Is it? In PF you're right, it's used very differently, but not in a fanciful way - that usage happens in the US. The argument would be that depicting those particular characters not talking like that would be a sanitising cop-out.


----------



## Doctor Carrot (Jan 18, 2016)

Orang Utan said:


> Did you not see this?



Yeah I did. Still don't see the issue really.  Jackie Brown was a homage to blacksploittion films where every person in that film using the word is black and is well in line with those films.  Jules using it in Pulp Fiction is pretty much how I'd expect his character to talk, same with  Marcellus.  There's a few instances of it in True Romance, which he didn't actually direct, that's a bit OTT and in Reservoir Dogs but Django and Hateful 8 is where it's most used and most in context.  In those times black people were lynched for looking at a white woman the wrong way so they were hardly going to be referred to as anything other than a nigger were they? It's therefore realistic it's used that much in a film about slavery and in another film set in the time just after a civil war over slavery.


----------



## littlebabyjesus (Jan 18, 2016)

Doctor Carrot said:


> Yeah I did. Still don't see the issue really.  Jackie Brown was a homage to blacksploittion films where every person in that film using the word is black and is well in line with those films.  Jules using it in Pulp Fiction is pretty much how I'd expect his character to talk, same with  Marcellus.  There's a few instances of it in True Romance, which he didn't actually direct, that's a bit OTT and in Reservoir Dogs but Django and Hateful 8 is where it's most used and most in context.  In those times black people were lynched for looking at a white woman the wrong way so they were hardly going to be referred to as anything other than a nigger were they?
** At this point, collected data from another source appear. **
PR #4495, opened 2023-09-29
Enhance path validation logic

sebastienros:
Adding query arguments tests for the chars `?`, `/`, `%`, `#`, ` `

Adding these rules for path segment arguments:

- If the string contains '/' or '\' anywhere, fail.
- If after calling string.Trim():
  - The string is empty, fail.
  - The string contains only '.' characters, fail.
  
This is because we don't think it's legitimate for users to be able to use these as valid path arguments since it could be provided by user data (tenant name, username, ...) and escaping could be tricky as servers might un-encode them.

I am not sure `ArgumentException` is the best here so please send suggestions.

###### Microsoft Reviewers: [Open in CodeFlow](https://portal.fabricbot.ms/api/codeflow?pullrequest=https://github.com/dotnet/extensions/pull/4495)

### DIFF
--- a/src/Generators/Microsoft.Gen.AutoClient/Emitter.cs
+++ b/src/Generators/Microsoft.Gen.AutoClient/Emitter.cs
@@ -43,6 +43,8 @@ internal sealed class Emitter : EmitterBase
     private const string AutoClientHttpError = "global::Microsoft.Extensions.Http.AutoClient.AutoClientHttpError";
     private const string Invariant = "global::System.FormattableString.Invariant";
     private const string UriKind = "global::System.UriKind";
+    private const string ArgumentException = "global::System.ArgumentException";
+    private const string AutoClientUtilities = "global::Microsoft.Extensions.Http.AutoClient.AutoClientUtilities";
 
     public string EmitRestApis(IReadOnlyList<RestApiType> restApiTypes, CancellationToken cancellationToken)
     {
@@ -66,6 +68,8 @@ internal sealed class Emitter : EmitterBase
 
         return Capture();
     }
+
+    private static string GetEscapedParamName(string name) => $"{name}Escaped";
 
     private static string GetPathTemplate(RestApiMethod restApiMethod)
     {
@@ -229,10 +233,26 @@ internal sealed class Emitter : EmitterBase
 
         var pathSb = new StringBuilder(restApiMethod.Path);
 
+        // Validate path values
         foreach (var param in restApiMethod.FormatParameters)
         {
-            var escapedParamName = $"{param}Escaped";
-            OutLn($"var {escapedParamName} = {Uri}.EscapeDataString($\"{{{param}}}\");");
+            var escapedParamName = GetEscapedParamName(param);
+
+            // Use interpolated string to handle any null values from any type like nullable value types or reference types.
+            OutLn($"var {escapedParamName} = $\"{{{param}}}\";");
+
+            // Values should not contain '/', '\', be empty, whitespace or made of dots (.) only
+            OutLn($"if (!{AutoClientUtilities}.IsPathParameterValid({escapedParamName})) throw new {ArgumentException}({staticsName}.ValidationExceptionMessage, nameof({param}));");
+            OutLn();
+
+            _ = pathSb.Replace($"{{{param}}}", $"{{{escapedParamName}}}");
+        }
+
+        // Encode path values
+        foreach (var param in restApiMethod.FormatParameters)
+        {
+            var escapedParamName = GetEscapedParamName(param);
+            OutLn($"{escapedParamName} = {Uri}.EscapeDataString({escapedParamName});");
 
             _ = pathSb.Replace($"{{{param}}}", $"{{{escapedParamName}}}");
         }
@@ -242,7 +262,7 @@ internal sealed class Emitter : EmitterBase
         var firstQuery = true;
         foreach (var param in restApiMethod.AllParameters.Where(m => m.IsQuery))
         {
-            var escapedParamName = $"{param.Name}Escaped";
+            var escapedParamName = GetEscapedParamName(param.Name);
 
             // Use interpolated string to handle any null values from any type like nullable value types or reference types.
             OutLn($"var {escapedParamName} = {Uri}.EscapeDataString($\"{{{param.Name}}}\");");
@@ -357,6 +377,7 @@ internal sealed class Emitter : EmitterBase
         OutCloseBrace();
 
         OutCloseBrace();
+
     }
 
     private void EmitSendRequestMethod(string httpClientName, string optionsName)
@@ -439,6 +460,9 @@ internal sealed class Emitter : EmitterBase
     {
         OutLn($"private static class {staticsName}");
         OutOpenBrace();
+
+        OutLn("public const string ValidationExceptionMessage = \"The value can't contain '\\\\', '/', be empty, null or contain only dots (.).\";");
+        OutLn();
 
         OutLn(@$"public static readonly {MediaTypeHeaderValue} ApplicationJsonHeader = new(""application/json"")");
         OutOpenBrace();
--- a/src/Libraries/Microsoft.Extensions.Http.AutoClient/AutoClientUtilities.cs
+++ b/src/Libraries/Microsoft.Extensions.Http.AutoClient/AutoClientUtilities.cs
@@ -1,0 +1,68 @@
+﻿// Licensed to the .NET Foundation under one or more agreements.
+// The .NET Foundation licenses this file to you under the MIT license.
+
+using System;
+using System.ComponentModel;
+
+namespace Microsoft.Extensions.Http.AutoClient;
+
+/// <summary>
+/// Utilities for AutoClient feature.
+/// </summary>
+[EditorBrowsable(EditorBrowsableState.Never)]
+public static class AutoClientUtilities
+{
+    private static readonly char[] _slashes = { '/', '\\' };
+    private static readonly char[] _slashesOrDot = { '/', '\\', '.' };
+
+    /// <summary>
+    /// Returns whether a value is a valid path argument.
+    /// </summary>
+    /// <param name="value">The value to validate.</param>
+    /// <returns>Whether the value is a valid path argument.</returns>
+    public static bool IsPathParameterValid(string value)
+    {
+        var trimmed = value.AsSpan().Trim();
+
+        if (trimmed.Length == 0)
+        {
+            return false;
+        }
+
+        // Fast path for most common cases
+        var index = trimmed.IndexOfAny(_slashesOrDot);
+        if (index == -1)
+        {
+            return true;
+        }
+
+        // Slashes can't be used
+        if (trimmed.Slice(index).IndexOfAny(_slashes) >= 0)
+        {
+            return false;
+        }
+
+        // The trimmed string can't be made of dots only
+
+#if NET7_0_OR_GREATER
+
+        if (trimmed.IndexOfAnyExcept('.') >= 0)
+        {
+            return true;
+        }
+
+#else
+
+        for (var i = 0; i < trimmed.Length; i++)
+        {
+            if (trimmed[i] != '.')
+            {
+                return true;
+            }
+        }
+
+#endif
+
+        return false;
+    }
+}
--- a/src/Libraries/Microsoft.Extensions.Http.AutoClient/Microsoft.Extensions.Http.AutoClient.json
+++ b/src/Libraries/Microsoft.Extensions.Http.AutoClient/Microsoft.Extensions.Http.AutoClient.json
@@ -116,6 +116,16 @@
       ]
     },
     {
+      "Type": "static class Microsoft.Extensions.Http.AutoClient.AutoClientUtilities",
+      "Stage": "Stable",
+      "Methods": [
+        {
+          "Member": "static bool IsPathParameterValid(string value);",
+          "Stage": "Stable"
+        }
+      ]
+    },
+    {
       "Type": "sealed class Microsoft.Extensions.Http.AutoClient.BodyAttribute : System.Attribute",
       "Stage": "Stable",
       "Methods": [
--- a/src/Libraries/Microsoft.Extensions.Http.AutoClient/Microsoft.Extensions.Http.AutoClient.json
+++ b/src/Libraries/Microsoft.Extensions.Http.AutoClient/Microsoft.Extensions.Http.AutoClient.json
@@ -120,7 +120,7 @@
       "Stage": "Stable",
       "Methods": [
         {
-          "Member": "static bool IsPathParameterValid(string value);",
+          "Member": "static bool Microsoft.Extensions.Http.AutoClient.AutoClientUtilities.IsPathParameterValid(string value);",
           "Stage": "Stable"
         }
       ]
--- a/test/Generators/Microsoft.Gen.AutoClient/Generated/QueryTests.cs
+++ b/test/Generators/Microsoft.Gen.AutoClient/Generated/QueryTests.cs
@@ -80,6 +80,37 @@ public class QueryTests : IDisposable
         Assert.Equal("Success!", response);
     }
 
+    [Theory]
+    [InlineData("?")]
+    [InlineData("=")]
+    [InlineData("&")]
+    [InlineData("%")]
+    [InlineData("+")]
+    [InlineData("#")]
+    [InlineData(" ")]
+    [InlineData("/")] // / isn't required to be escaped in query string values but there is no harm in doing so
+    public async Task SensitiveCharsAreEscaped(string value)
+    {
+        var encodedValue = Uri.EscapeDataString(value);
+
+        _handlerMock
+            .Protected()
+            .Setup<Task<HttpResponseMessage>>("SendAsync", ItExpr.Is<HttpRequestMessage>(message =>
+                message.Method == HttpMethod.Get &&
+                message.RequestUri != null &&
+                message.RequestUri.PathAndQuery == $"/api/users?paramQuery={encodedValue}"),
+                ItExpr.IsAny<CancellationToken>())
+            .ReturnsAsync(new HttpResponseMessage
+            {
+                StatusCode = HttpStatusCode.OK,
+                Content = new StringContent("Success!")
+            });
+
+        var response = await _sut.GetUsers(value);
+
+        Assert.Equal("Success!", response);
+    }
+
     [Fact]
     public async Task QueryFromParameterCustom()
     {
--- a/test/Generators/Microsoft.Gen.AutoClient/Generated/PathTests.cs
+++ b/test/Generators/Microsoft.Gen.AutoClient/Generated/PathTests.cs
@@ -83,12 +83,14 @@ public class PathTests : IDisposable
     [Fact]
     public async Task EncodedPathParameters()
     {
+        // "+=&" aren't required to be escaped in path segments but there is no harm in doing so
+
         _handlerMock
             .Protected()
             .Setup<Task<HttpResponseMessage>>("SendAsync", ItExpr.Is<HttpRequestMessage>(message =>
                 message.Method == HttpMethod.Get &&
                 message.RequestUri != null &&
-                message.RequestUri.PathAndQuery == "/api/users/some%2Fvalue/3"),
+                message.RequestUri.PathAndQuery == "/api/users/some%2B%3D%26value/3"),
                 ItExpr.IsAny<CancellationToken>())
             .ReturnsAsync(new HttpResponseMessage
             {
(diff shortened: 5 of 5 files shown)


src/Generators/Microsoft.Gen.AutoClient/Emitter.cs
```diff
@@ -43,6 +43,8 @@ internal sealed class Emitter : EmitterBase
     private const string AutoClientHttpError = "global::Microsoft.Extensions.Http.AutoClient.AutoClientHttpError";
     private const string Invariant = "global::System.FormattableString.Invariant";
     private const string UriKind = "global::System.UriKind";
+    private const string ArgumentException = "global::System.ArgumentException";
+    private const string String = "global::System.String";
```
geeknoid, line 47: Should just use 'string' in the generated code.

src/Generators/Microsoft.Gen.AutoClient/Emitter.cs
```diff
@@ -66,6 +68,7 @@ public string EmitRestApis(IReadOnlyList<RestApiType> restApiTypes, Cancellation
 
         return Capture();
     }
+    private static string GetEscapedParamName(string name) => $"{name}Escaped";
```
geeknoid, line 71: Add blank line before.

src/Generators/Microsoft.Gen.AutoClient/Emitter.cs
```diff
@@ -489,4 +514,58 @@ private void EmitClassVariablesAndConstructor(RestApiType restApiType, string ht
         OutLn($"{optionsName} = autoClientOptions;");
         OutCloseBrace();
     }
+
+    private void EmitPathParameterValidation()
```
geeknoid, line 518: Instead of generating this, could this be a static method in the M.E.EnumStrings package?

src/Generators/Microsoft.Gen.AutoClient/Emitter.cs
```diff
@@ -489,4 +514,58 @@ private void EmitClassVariablesAndConstructor(RestApiType restApiType, string ht
...
+        OutLn($$"""
+            private static bool IsPathParameterValid(string value)
+            {
+                if ({{String}}.IsNullOrWhiteSpace(value))
+                {
+                    return false;
+                }
+
+                #if NET6_0_OR_GREATER
+                if (value.Contains('/'))
```
geeknoid, line 529: Is this the best we can do here? This is doing three full iteration of the string. Aren't there some overloads that take an array of chars to find so we only iterate once?

src/Generators/Microsoft.Gen.AutoClient/Emitter.cs
```diff
@@ -489,4 +514,58 @@ private void EmitClassVariablesAndConstructor(RestApiType restApiType, string ht
...
+            
+                if (value.Contains("\\"))
+                {
+                    return false;
+                }
+            
+                if (value.Contains("."))
+                #endif
+                {
+                    value = value.Trim();
```
geeknoid, line 554: Can we avoid this potential allocation?

geeknoid (commented):
I'm not sure what we're trying to achieve here. This generator is producing a client library that calls an endpoint. Are we trying to protect the endpoint by preventing the client from sending specific strings? Is this really appropriate? The endpoint is the one that should defend against this, right?

What if the client legitimately needs to send those funny strings?

sebastienros:
> Are we trying to protect the endpoint by preventing the client from sending specific strings?

It's not to protect then endpoint, but to protect the application using the generated code from accessing endpoints that it's not supposed to. The code path it's changing uses method arguments to create the destination endpoint. If this argument is not sanitized then it could be formed in a way that the application would call other endpoints that could potentially be abused, leaking other information from the request, or altering another part of the system.

Simple example: your application intends to send a request to delete a product using `/products/{productId}/delete`, but the user of the app manages to pass a `productId` value of `../users/admin` (this could come from a query string in your own app), which could then delete a user account instead on the destination system.

src/Generators/Microsoft.Gen.AutoClient/Emitter.cs
danmoseley: IndexOfAny.

src/Generators/Microsoft.Gen.AutoClient/Emitter.cs
danmoseley: ROSpan?

test/Generators/Microsoft.Gen.AutoClient/Generated/QueryTests.cs
```diff
@@ -80,6 +80,37 @@ public async Task QueryIsEscaped()
...
 
+    [Theory]
+    [InlineData("?")]
+    [InlineData("=")]
+    [InlineData("&")]
+    [InlineData("%")]
+    [InlineData("+")]
+    [InlineData("#")]
+    [InlineData(" ")]
+    [InlineData("/")] // / isn't required to be escaped in query string values but there is no harm in doing so
```
danmoseley, line 91: is there any value in a test that puts every other ASCII char in and checks none are escaped?

GrabYourPitchforks: &#x55;&#x6E;&#x6C;&#x69;&#x6B;&#x65;&#x6C;&#x79;&#x2E;&#x20;&#x49;&#x74;&#x27;&#x73;&#x20;&#x70;&#x65;&#x72;&#x66;&#x65;&#x63;&#x74;&#x6C;&#x79;&#x20;&#x76;&#x61;&#x6C;&#x69;&#x64;&#x20;&#x74;&#x6F;&#x20;&#x65;&#x73;&#x63;&#x61;&#x70;&#x65;&#x20;&#x65;&#x76;&#x65;&#x72;&#x79;&#x20;&#x63;&#x68;&#x61;&#x72;&#x61;&#x63;&#x74;&#x65;&#x72;&#x3B;&#x20;&#x74;&#x68;&#x65;&#x20;&#x6F;&#x74;&#x68;&#x65;&#x72;&#x20;&#x65;&#x6E;&#x64;&#x70;&#x6F;&#x69;&#x6E;&#x74;&#x20;&#x77;&#x69;&#x6C;&#x6C;&#x20;&#x64;&#x6F;&#x20;&#x74;&#x68;&#x65;&#x20;&#x72;&#x69;&#x67;&#x68;&#x74;&#x20;&#x74;&#x68;&#x69;&#x6E;&#x67;&#x2E;&#x20;&#x49;&#x6E;&#x20;&#x66;&#x61;&#x63;&#x74;&#x2C;&#x20;&#x65;&#x76;&#x65;&#x72;&#x79;&#x20;&#x73;&#x69;&#x6E;&#x67;&#x6C;&#x65;&#x20;&#x63;&#x68;&#x61;&#x72;&#x61;&#x63;&#x74;&#x65;&#x72;&#x20;&#x6F;&#x66;&#x20;&#x74;&#x68;&#x69;&#x73;&#x20;&#x63;&#x6F;&#x6D;&#x6D;&#x65;&#x6E;&#x74;&#x20;&#x69;&#x73;&#x20;&#x65;&#x73;&#x63;&#x61;&#x70;&#x65;&#x64;&#x20;&#x28;&#x75;&#x73;&#x65;&#x20;&#x74;&#x68;&#x65;&#x20;&#x74;&#x68;&#x72;&#x65;&#x65;&#x20;&#x64;&#x6F;&#x74;&#x73;&#x20;&#x74;&#x6F;&#x20;&#x73;&#x65;&#x65;&#x20;&#x69;&#x74;&#x21;&#x29;&#x2C;&#x20;&#x61;&#x6E;&#x64;&#x20;&#x69;&#x74;&#x20;&#x73;&#x68;&#x6F;&#x75;&#x6C;&#x64;&#x20;&#x72;&#x65;&#x6E;&#x64;&#x65;&#x72;&#x20;&#x63;&#x6F;&#x72;&#x72;&#x65;&#x63;&#x74;&#x6C;&#x79;&#x20;&#x69;&#x6E;&#x20;&#x79;&#x6F;&#x75;&#x72;&#x20;&#x62;&#x72;&#x6F;&#x77;&#x73;&#x65;&#x72;&#x2E;

GrabYourPitchforks:
For context, this is something that came up while threat modeling the AutoClient functionality. When it was presented in the threat modeling session, the scenario provided was that it was trying to simplify the client's ability to invoke these endpoints by allowing the client to perform the equivalent of format string building. Threat modeling asked if it was reasonable to expect that these inputs might come directly from untrusted user input (e.g., provided directly by a remote caller) and thus might be hostile, and the answer was yes.

So we end up with a path traversal-style attack. A malicious client tricks an innocent frontend into making unintended privileged requests to an access-controlled backend. Sebastien talked about this earlier at https://github.com/dotnet/extensions/pull/4495#issuecomment-1743421451. There are two mitigations recommended for this risk.

First, the arguments need to be properly escaped when the URI string is being built. (Sebastien already got to this in some previous PRs.)

Second, certain patterns - even after escaping - may still be dangerous. It's fairly common for web servers to collapse `.` and `..` segments, or to collapse empty segments, or to unescaped `%2F` and treat it as a normal path separator, etc. So if a malicious caller gets one of these patterns into a path segment, it could still lead to path traversal. How you want to approach this depends on the philosophy behind how you're presenting this library to your consumers. If you're positioning this library as something "friendly" that callers don't need much experience to use correctly, then it's prudent to put some defensive checks in place to thwart these types of attacks. If you're positioning this library as something meant for power users and that it's really just a glorified string builder, then you're implicitly expecting your callers to know what values are \[un\]safe to put in any of these segments, and you should document this expectation so that callers _explicitly_ know it.

The security review team was fine with either of the two approaches: defense-in-depth or document warnings for consumers. It's primarily a function of what audience you see consuming this library. Looks like this PR opts for the former.

src/Generators/Microsoft.Gen.AutoClient/Emitter.cs
```diff
@@ -489,4 +517,39 @@ private void EmitClassVariablesAndConstructor(RestApiType restApiType, string ht
...
+                while (i < value.Length && value[i] == '.') i++;
+
+                while (i < value.Length && char.IsWhiteSpace(value[i])) i++;
+
+                if (i == value.Length)
+                {
+                    return false;
+                }
+            
+                return true;
```
danmoseley, line 551:
```suggestion
var sp = value.AsSpan().Trim();

return (sp.Length != 0 && sp.IndexOf("\\") == -1 && (sp.IndexOf('.') == -1 || sp.IndexOfAnyExcept('.') == -1))
```
would that work? untested

> // If it contains a dot it should only be made of dots if not ending with whitespaces

I read this as, if it contains a dot the dots must be contiguous and be followed by nothing but possibly whitespace?

src/Generators/Microsoft.Gen.AutoClient/Emitter.cs
sebastienros: I can do that, the package is quite empty right now, and I thought it was only for enums manipulation (or that it would go away). Does it still make sense and should I then just add a new static class with this helper?

src/Generators/Microsoft.Gen.AutoClient/Emitter.cs
sebastienros: > I read this as, if it contains a dot the dots must be contiguous and be followed by nothing but possibly whitespace?

Correct

> would that work? untested

There is no such `ROS<string>.Trim()`, only one that takes a `char/char[]` to be trimmed. But that would make the whole thing much simpler since the complexity is to prevent using `string.Trim()`.

@GrabYourPitchforks would that be ok to check specifically for `new char[] { ' ', '\t', '\n', '\r' };` or a subset of this even?

GrabYourPitchforks: There are other whitespace chars beyond what you listed. For simplicity, if you want to go this route, you should just call the `Trim` API. It's available across all runtimes `ROS<char>` is available on: https://apisof.net/catalog/65462c87-fbb3-e410-a5b0-e57bcdae22f1

GrabYourPitchforks: FWIW, since you're writing a generator, you may need to invoke the extension method by its fully qualified name rather than as an instance method.

```cs
System.ReadOnlySpan<char> trimmed = System.MemoryExtensions.Trim(value.AsSpan());
```

danmoseley: > There is no such ROS<string>.Trim(),

As Mr G. Y. Pitchforks suggested it’s an expansion method (what I pasted does compile)

src/Generators/Microsoft.Gen.AutoClient/Emitter.cs
geeknoid: Sorry, I meant a utility method in M.AspNetCore.AutoClient. This has nothing to do with enum strings.

src/Generators/Microsoft.Gen.AutoClient/Emitter.cs
```diff
@@ -440,6 +462,12 @@ private void EmitStatics(RestApiType restApiType, string staticsName)
         OutLn($"private static class {staticsName}");
         OutOpenBrace();
 
+        OutLn("public static readonly char[] Slashes = { '/', '\\\\' };");
```
geeknoid, line 465: Why is this public?

src/Generators/Microsoft.Gen.AutoClient/Emitter.cs
```diff
@@ -489,4 +517,39 @@ private void EmitClassVariablesAndConstructor(RestApiType restApiType, string ht
...
+    {
+        OutLn($$"""
+            private static bool IsPathParameterValid(string value)
+            {
+                if (string.IsNullOrWhiteSpace(value))
+                {
+                    return false;
+                }
+
+                if (value.IndexOfAny({{staticsName}}.Slashes) > -1)
```
geeknoid, line 531: If we assume that 99% of the times, the strings will not contain slashes or dots, can we make a fast trivial exit paths to reduce computation?

if (value.IndexOfAny(SlahesOrDots) < 0)
   return true;

Or something like it.

src/Generators/Microsoft.Gen.AutoClient/Emitter.cs
```diff
@@ -440,6 +462,12 @@ private void EmitStatics(RestApiType restApiType, string staticsName)
         OutLn($"private static class {staticsName}");
         OutOpenBrace();
 
+        OutLn("public static readonly char[] Slashes = { '/', '\\\\' };");
+        OutLn();
+
+        OutLn("public const string ValidationExceptionMessage = \"The value can't contain '\\\\', '/', be empty, null or contain only dots (.).\";");
```
dbarbosapn, line 468: I'm curious if it's a common pattern across dotnet to make the exception messages as a public constant? Struggling to understand the value...

If it is to allow for testing this exception is thrown, perhaps creating a "AutoClient.RuntimePathValidationException" or something similar would make sense...

dbarbosapn (changes requested):

src/Generators/Microsoft.Gen.AutoClient/Emitter.cs
sebastienros: It's part of `private static class {staticsName}` so if it's private the generated code won't be able to access it.

sebastienros: This could be made internal, though the other properties from this private class are public.

src/Generators/Microsoft.Gen.AutoClient/Emitter.cs
sebastienros: Moved to `AutoClientUtilities.cs` (new file)

src/Generators/Microsoft.Gen.AutoClient/Emitter.cs
sebastienros: `IndexOfAnyExcept` is only .NET7+, so substituted it in other cases.

src/Generators/Microsoft.Gen.AutoClient/Emitter.cs
sebastienros: These have moved to the utilities class now.

src/Generators/Microsoft.Gen.AutoClient/Emitter.cs
sebastienros: Done

sebastienros:
Waiting for approvals or feedback

src/Libraries/Microsoft.Extensions.Http.AutoClient/AutoClientUtilities.cs
```diff
@@ -0,0 +1,66 @@
+﻿// Licensed to the .NET Foundation under one or more agreements.
+// The .NET Foundation licenses this file to you under the MIT license.
+
+using System;
+
+namespace Microsoft.Extensions.Http.AutoClient;
+
+
+/// <summary>
```
joperezr, line 9:
```suggestion
namespace Microsoft.Extensions.Http.AutoClient;

/// <summary>
```
NIT: Extra new line causing PR build failure.

sebastienros: Feel free to edit the files directly in GH, I won't mind

joperezr (approved):
Changes look good to me. Thanks for following up on this @sebastienros

src/Libraries/Microsoft.Extensions.Http.AutoClient/AutoClientUtilities.cs
```diff
@@ -0,0 +1,65 @@
...
+// The .NET Foundation licenses this file to you under the MIT license.
+
+using System;
+
+namespace Microsoft.Extensions.Http.AutoClient;
+
+/// <summary>
+/// Utilities for AutoClient feature.
+/// </summary>
+public static class AutoClientUtilities
```
geeknoid, line 11: Let's mark this with EditorBrowsable.Never since it is not intended for use by humans, and only by the code generator.

src/Libraries/Microsoft.Extensions.Http.AutoClient/AutoClientUtilities.cs
```diff
@@ -0,0 +1,65 @@
...
+        {
+            return true;
+        }
+
+        // Slashes can't be used
+        if (trimmed.IndexOfAny(_slashes) >= 0)
+        {
+            return false;
+        }
+
```
geeknoid, line 41:
```suggestion
        // Fast path for most common cases
        var index = trimmed.IndexOfAny(_slashesOrDot);
        if (index == -1)
        {
            return true;
        }

        // Slashes can't be used
        trimmed = trimmed.Slice(index);
        if (trimmed.IndexOfAny(_slashes) >= 0)
        {
            return false;
        }

```

src/Libraries/Microsoft.Extensions.Http.AutoClient/AutoClientUtilities.cs
sebastienros: Done

src/Libraries/Microsoft.Extensions.Http.AutoClient/AutoClientUtilities.cs
sebastienros: Had to adapt the suggestion a little so that `trimmed` is not changed or it would have side effects with the last check on dots

src/Libraries/Microsoft.Extensions.Http.AutoClient/Microsoft.Extensions.Http.AutoClient.json
```diff
@@ -115,6 +115,16 @@
         }
       ]
     },
+    {
```
sebastienros, line 118: @geeknoid is that the correct way to change this file (manually)? or should I use a tool for correctness.

geeknoid: You can change it manually, that's fine.

Normally, I use ./scripts/MakeApiBaselines.ps1 to do this for me.

src/Libraries/Microsoft.Extensions.Http.AutoClient/AutoClientUtilities.cs
```diff
@@ -0,0 +1,68 @@
...
+        // Fast path for most common cases
+        var index = trimmed.IndexOfAny(_slashesOrDot);
+        if (index == -1)
+        {
+            return true;
+        }
+
+        // Slashes can't be used
+        if (trimmed.Slice(index).IndexOfAny(_slashes) >= 0)
```
geeknoid, line 40: I think you want:

trimmed = trimmed.Slice();

as a separate statement, such that it applies to both this use of IndexOfAny as well as for the following code below

sebastienros: Did that on purpose or a string like `"a.."` would return `false` while it's fine.

src/Libraries/Microsoft.Extensions.Http.AutoClient/Microsoft.Extensions.Http.AutoClient.json
sebastienros: I tried again with ApiChief directly (this ps1 failed with some invalid paths) and it worked. I was previously using it on a code generation dll while it should have been use on the main assembly.
Also added the required `-o` argument to generate the json file.

Example:

```
PS C:\code\extensions\eng\Tools\ApiChief> dotnet run -- "C:\code\extensions\artifacts\bin\Microsoft.Extensions.Http.AutoClient\Debug\net8.0\Microsoft.Extensions.Http.AutoClient.dll" emit baseline -o C:\code\extensions\src\Libraries\Microsoft.Extensions.Http.AutoClient\Microsoft.Extensions.Http.AutoClient.json
```

FYI @joperezr since we were not sure it could output this json file too.

src/Libraries/Microsoft.Extensions.Http.AutoClient/AutoClientUtilities.cs
geeknoid: Ah, I see.

geeknoid (approved):

dbarbosapn (approved):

It's therefore realistic it's used that much in a film about slavery and in another film set in the time just after a civil war over slavery.


Pretty much. It's odd in many ways for people to take exception to the use of language by racist white characters in the deeply racist 19th century USA. Of all the things to take exception to about those times. He doesn't skirt around the fundamentally racist nature of the times - he confronts that nature head-on. You might not like the way he does it, but it's odd in the extreme to me to have a go at him for doing it. Think of all the Westerns still made that barely touch it.


----------



## Orang Utan (Jan 18, 2016)

i buy the realism, but not the glee QT seems to take in using the word


----------



## Orang Utan (Jan 18, 2016)

I mean, come off it:


----------



## ska invita (Jan 18, 2016)

Orang Utan said:


> how about in Pulp Fiction? It's clear that he gets off on saying it


this is the thing - as much as Tarantino is a director, he is perhaps above all a screenwriter, but unlike most screenwriters you really hear his own voice coming loud and clear through the actors - the reason for that is partly because rather than writing really character-specific dialogue, often the characters are really quite 2d, and are more conduits for clever Tarantino lines.

In Hateful Eight there was a scene with Milly where she learns to say Oui, and has her saying "ask me if my ass is fat" which felt really inappropriate for her, even though the character had only been on screen a minute - what it felt like was Tarantino making some kind of a gag (which to me was on the offensive spectrum somewhere!).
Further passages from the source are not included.